(Dataset extract Opens)

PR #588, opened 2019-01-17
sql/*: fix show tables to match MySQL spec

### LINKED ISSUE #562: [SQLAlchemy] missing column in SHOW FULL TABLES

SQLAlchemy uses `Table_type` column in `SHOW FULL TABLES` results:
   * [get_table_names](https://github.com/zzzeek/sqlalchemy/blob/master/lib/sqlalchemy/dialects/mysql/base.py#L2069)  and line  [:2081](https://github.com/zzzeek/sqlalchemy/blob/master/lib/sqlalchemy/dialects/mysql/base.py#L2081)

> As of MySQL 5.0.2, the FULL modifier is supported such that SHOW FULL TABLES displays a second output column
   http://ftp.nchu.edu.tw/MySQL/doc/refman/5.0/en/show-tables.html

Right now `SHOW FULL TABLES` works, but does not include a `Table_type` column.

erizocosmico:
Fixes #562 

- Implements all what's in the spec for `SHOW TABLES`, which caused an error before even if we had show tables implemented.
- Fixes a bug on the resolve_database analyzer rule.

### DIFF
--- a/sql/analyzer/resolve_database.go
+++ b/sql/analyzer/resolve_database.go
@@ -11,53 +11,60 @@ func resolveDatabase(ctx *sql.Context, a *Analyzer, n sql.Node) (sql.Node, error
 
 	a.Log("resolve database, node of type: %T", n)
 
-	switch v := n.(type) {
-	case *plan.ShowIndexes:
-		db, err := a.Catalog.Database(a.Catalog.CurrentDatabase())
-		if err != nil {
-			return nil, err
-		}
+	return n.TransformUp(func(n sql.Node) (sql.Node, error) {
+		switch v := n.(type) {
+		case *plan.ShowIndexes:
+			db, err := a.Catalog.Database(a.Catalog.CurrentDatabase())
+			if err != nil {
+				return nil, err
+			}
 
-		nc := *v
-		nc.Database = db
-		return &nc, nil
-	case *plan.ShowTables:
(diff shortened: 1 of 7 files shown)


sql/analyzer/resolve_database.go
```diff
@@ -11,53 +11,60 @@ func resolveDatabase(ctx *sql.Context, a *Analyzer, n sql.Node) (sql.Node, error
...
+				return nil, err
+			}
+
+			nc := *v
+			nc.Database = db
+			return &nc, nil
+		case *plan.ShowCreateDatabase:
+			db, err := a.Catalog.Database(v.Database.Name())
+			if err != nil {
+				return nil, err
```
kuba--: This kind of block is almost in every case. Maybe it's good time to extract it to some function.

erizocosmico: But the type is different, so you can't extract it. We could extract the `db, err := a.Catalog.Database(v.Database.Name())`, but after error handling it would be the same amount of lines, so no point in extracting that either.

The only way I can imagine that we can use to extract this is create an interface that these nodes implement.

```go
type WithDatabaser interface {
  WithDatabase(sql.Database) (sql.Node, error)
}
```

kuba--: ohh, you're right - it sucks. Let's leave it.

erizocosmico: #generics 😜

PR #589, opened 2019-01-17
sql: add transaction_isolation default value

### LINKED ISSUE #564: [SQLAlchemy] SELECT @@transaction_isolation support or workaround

(Dataset extract Closes)

* Task: Starting with the first line of the data above, copy each line exactly until you reach the line with "second output column"; include that line as well.

* Expected answer:
PR #588, opened 2019-01-17
sql/*: fix show tables to match MySQL spec

### LINKED ISSUE #562: [SQLAlchemy] missing column in SHOW FULL TABLES

SQLAlchemy uses `Table_type` column in `SHOW FULL TABLES` results:
   * [get_table_names](https://github.com/zzzeek/sqlalchemy/blob/master/lib/sqlalchemy/dialects/mysql/base.py#L2069)  and line  [:2081](https://github.com/zzzeek/sqlalchemy/blob/master/lib/sqlalchemy/dialects/mysql/base.py#L2081)

> As of MySQL 5.0.2, the FULL modifier is supported such that SHOW FULL TABLES displays a second output column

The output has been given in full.